§ **PROBLEM**: Work out how many lines in the listing below include the word "existing"; answer with the number alone.

[GIVEN RECORDS — start]

PR #1134, opened 2017-08-12
xmlrpc_manager: use SteadyTime for timeout

flixr:
Use the SteadyTime instead of WallTime when checking if a cached client is dead.

### DIFF
--- a/clients/roscpp/include/ros/xmlrpc_manager.h
+++ b/clients/roscpp/include/ros/xmlrpc_manager.h
@@ -80,7 +80,7 @@ public:
   }
 
   bool in_use_;
-  ros::WallTime last_use_time_; // for reaping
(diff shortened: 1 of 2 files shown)


dirk-thomas:
How will this affect the behavior when e.g. using sim time? I could imagine that existing connections would be ended when simulation is paused.

flixr:
> How will this affect the behavior when e.g. using sim time?

Not at all as long as the system time doesn't change.

> I could imagine that existing connections would be ended when simulation is paused.

I'm not exactly sure when a new xmlrpc client is needed, but since it was using WallTime before, it would have had the same effect.

So the only difference is that you don't get a timeout if you set the system time forward.

dirk-thomas:
Nvm. Since it was using wall time before I wasn't affected by sim time anyway.

Thanks.

PR #1136, opened 2017-08-12
Replaced deprecated lz4 function call

racko:


racko:
lz4 1:1.7.5-1

/usr/include/lz4.h:
`LZ4_DEPRECATED("use LZ4_compress_default() instead") int LZ4_compress_limitedOutput (const char* source, char* dest, int sourceSize, int maxOutputSize);`

dirk-thomas:
Thanks.

PR #1137, opened 2017-08-12
Removed deprecated dynamic exception specifications

racko:
```
.../ros_comm/tools/rosbag_storage/include/rosbag/bag_player.h:80:42: warning: dynamic exception specifications are deprecated in C++11 [-Wdeprecated]
   BagPlayer(const std::string &filename) throw(BagException);
                                          ^~~~~
.../ros_comm/tools/rosbag_storage/src/bag_player.cpp:8:48: warning: dynamic exception specifications are deprecated in C++11 [-Wdeprecated]
 BagPlayer::BagPlayer(const std::string &fname) throw(BagException) {
                                                ^~~~~
```

http://www.open-std.org/jtc1/sc22/wg21/docs/papers/2010/n3051.html says it all:

>Exception specifications have proven close to worthless in practice, while adding a measurable overhead to programs. The feature should be deprecated. The one exception to the rule is the empty throw specification which could serve a legitimate optimizing role if the requirement to call the runtime unexpected mechanism was relaxed in this case.

### DIFF
--- a/tools/rosbag_storage/include/rosbag/bag_player.h
+++ b/tools/rosbag_storage/include/rosbag/bag_player.h
@@ -77,7 +77,7 @@ class BagPlayer
 {
 public:
   /* Constructor expecting the filename of a bag */
-  BagPlayer(const std::string &filename) throw(BagException);
+  BagPlayer(const std::string &filename);
 
   /* Register a callback for a specific topic and type */
   template<class T>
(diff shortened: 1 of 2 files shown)


dirk-thomas:
Please provide a description with your PR to clarify why this patch is desired. The exception specification has some value.

racko:
Updated

I'm not sure if you get notified automatically :)

dirk-thomas:
> I'm not sure if you get notified automatically :)

GitHub only sends emails for new comments and new commits. Edited comments and amended commits don't generate a notification. So this comment was good to notify me :+1:

I agree that it makes sense to remove the exception specification. I also removed it from `rostime`: ros/roscpp_core#64

PR #1138, opened 2017-08-12
Improved whitespace to fix g++ 7 warning

racko:
.../ros_comm/tools/rosbag_storage/src/view.cpp:249:5: warning: this ‘if’ clause does not guard... [-Wmisleading-indentation]
     if ((bag.getMode() & bagmode::Read) != bagmode::Read)
     ^~
.../ros_comm/tools/rosbag_storage/src/view.cpp:252:2: note: ...this statement, but the latter is misleadingly indented as if it were guarded by the ‘if’
  boost::function<bool(ConnectionInfo const*)> query = TrueQuery();
  ^~~~~


dirk-thomas:
Please limit the patch to required changes to get rid of warning but avoid all other whitespace changes. While it would improve the code style it adds unnecessary extra effort when backporting patches between different branches.

racko:
Updated

dirk-thomas:
Thanks.

PR #1140, opened 2017-08-14
Don't direct users to build rosout with rosmake.

mikepurvis:


tools/roslaunch/src/roslaunch/launch.py
```diff
@@ -540,7 +540,7 @@ def launch_node(self, node, core=False):
         except roslaunch.node_args.NodeParamsException as e:
             self.logger.error(e)
             if node.package == 'rosout' and node.type == 'rosout':
-                printerrlog("\n\n\nERROR: rosout is not built. Please run 'rosmake rosout'\n\n\n")
+                printerrlog("\n\n\nERROR: rosout is not built. Please run 'catkin_make rosout'\n\n\n")
```
dirk-thomas: Is it a good idea to recommend calling `catkin_make` with the target `rosout`? The user could be using any other build tool (e.g. `catkin_make_isolated`, `catkin build`, etc.).

asmodehn: It seems to me that this message is addressed at a developer building ROS core libraries. I would think the official way to build ROS core libraries (and the only supported way) is `catkin_make_isolated` ?
Ref : http://wiki.ros.org/Installation/Source

dirk-thomas: That might be the one way mentioned in the wiki but there are many different ways. Since we don't know what the user is using I would rather see the message being generic and telling the user to build that package without a reference to a specific command.

mikepurvis: In that case, let's just drop the special case; the generic one is just as applicable to rosout being missing.

dirk-thomas: Sounds good to me.

PR #1141, opened 2017-08-14
Fix stack frame identification in rospy logging.

mikepurvis:
A possible solution to the issue introduced in #948.

Definitely hacky; should almost certainly be covered by some tests.

----

Manual verification was by means of the following trivial script:

```
import rospy

rospy.init_node('test')

r = rospy.Rate(10)
   rospy.loginfo('regular logging')
   rospy.loginfo_throttle(0.5, 'throttled logging')
   rospy.loginfo('named logging', logger_name='foobar')
   r.sleep()
```

Running this, I can `rostopic echo /rosout` and verify that all the `file:` fields point to this script name.

However, in the course of playing with this, I noted that the following does _not_ work:

```
rospy.loginfo('named throttled logging', logger_name='foobar', logger_throttle=0.5)
```

It crashes on account of the throttle code's assumption that the caller is two stack frames up, whereas in this case it is only one.

FYI @ggallagher01

### DIFF
--- a/tools/rosgraph/src/rosgraph/roslogging.py
+++ b/tools/rosgraph/src/rosgraph/roslogging.py
@@ -83,7 +83,7 @@ class RospyLogger(logging.getLoggerClass()):
             pass
 
         if sys.version_info > (3, 2):
-            # Dummy last argument to match Python3 return type.
+            # Dummy last argument to match Python3 return type
             return co.co_filename, f.f_lineno, func_name, None
         else:
             return co.co_filename, f.f_lineno, func_name
--- a/tools/rosgraph/src/rosgraph/roslogging.py
+++ b/tools/rosgraph/src/rosgraph/roslogging.py
@@ -68,10 +68,10 @@ class RospyLogger(logging.getLoggerClass()):
             f = f.f_back
 
         # Jump up two more frames, as the logger methods have been double wrapped.
-        if f.f_back:
+        if f.f_back and f.f_code and f.f_code.co_name == '_base_logger':
             f = f.f_back
-        if f.f_back:
-            f = f.f_back
+            if f.f_back:
+                f = f.f_back
         co = f.f_code
         func_name = co.co_name
 
--- a/tools/rosgraph/src/rosgraph/roslogging.py
+++ b/tools/rosgraph/src/rosgraph/roslogging.py
@@ -67,17 +67,31 @@ class RospyLogger(logging.getLoggerClass()):
             if filename != file_name or f.f_lineno != lineno or co.co_name != func_name:
                 f = f.f_back
                 continue
-            # we found  the correct frame, now extending func_name with class name
-            try:
-                class_name = f.f_locals['self'].__class__.__name__
-                func_name = '%s.%s' % (class_name, func_name)
-            except KeyError:  # if the function is unbound, there is no self.
-                pass
             break
+
+        # Jump up one more frame, as the underlying logger functions have been wrapped.
+        f = f.f_back
+        co = f.f_code
+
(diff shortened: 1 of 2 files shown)


mikepurvis:
Okay, so this is I believe in a shippable state as far as unbreaking the head of devel and passing the smoke test laid out in the first post, but it's still not super great. The new deal is:

- All the `logXXX[_YYYY]` methods now call `_base_logger`.
- Therefore, the "user" method is always two stack frames away from the underlying method.
- So we can start from the logging-derived one, and jump up two frames, and be good to go.

However, it sucks because:

- We're now assuming that everything we process is coming through these layers of indirection, which will especially not be the case if we're picking up logging from a third-party module (but isn't even the case internally— there are direct log method calls right in rospy itself, hence the if-checks).

I think it's probably mergeable as-is, but I would propose one or more of the following future directions:

- Move all these wrapper functions off to their own module.
- Generate them using some kind of function that can maybe tag or track them somehow.
- Use that information when walking up the stack, and if no tagged (or logging module) method is found, fall back on the logic from the original class.
- Eliminate the `_base_logger` wrapper altogether, and figure out a way to supply throttling/once-ing functionality using the filtering scheme built into to python's logging method.

dirk-thomas:
The updated approach looks good to me to get this working and :ship: again.

I added 8021d9e6077272ffdc422468b83b2014a453a6f7 to fix the `log*_once` functions.

tools/rosgraph/src/rosgraph/roslogging.py
```diff
@@ -60,24 +60,33 @@ def findCaller(self, dummy=False): # Dummy second arg to match Python3 function
...
-            break
+            if filename == file_name and f.f_lineno == lineno and co.co_name == func_name:
+                break
+            f = f.f_back
+
+        # Jump up two more frames, as the logger methods have been double wrapped.
+        if f.f_back:
+            f = f.f_back
+        if f.f_back:
+            f = f.f_back
```
dirk-thomas: How about making this "move-two-frames-up" conditional on being "our" use case with the `_base_logger`?

```
if f.f_back and f.f_code and f.f_code.co_name == '_base_logger':
    f = f.f_back
    if f.f_back:
        f = f.f_back
```

dirk-thomas:
`test_roslogging.test_rosconsole__logging_format` still fails.

tools/rosgraph/src/rosgraph/roslogging.py
mikepurvis: That's a better idea. FWIW, I can't really see a case where it would be only one layer of wrapping, so the following _should_ be safe:

```
if f.f_code and f.f_code.co_name == '_base_logger':
    f = f.f_back.f_back
```

dirk-thomas: Better be safe than sorry: 64e284ed2c8105657e391a96e7782dab79abc697

mikepurvis:
Looks like a legit test failure, though. Expected regex was:

```
INFO on module [0-9]*\\.[0-9]* [0-9]* rosout /tmp/catkin_workspace/src/ros_comm/tools/rosgraph/test/test_roslogging.py [0-9]* <module> /unnamed [0-9]*\\.[0-9]*
```

Actual was:

```
INFO on module 1502806685.841191 139998642550528 rosout /usr/lib/python2.7/dist-packages/nose/importer.py 47 Importer.importFromPath /unnamed 1502806685.841208
```

This is likely to be fixed by 64e284ed2c8105657e391a96e7782dab79abc697.

dirk-thomas:
Thank you @mikepurvis. This looks good to go.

[GIVEN RECORDS — finish]

§ **RESPONSE TO THIS TASK**: 2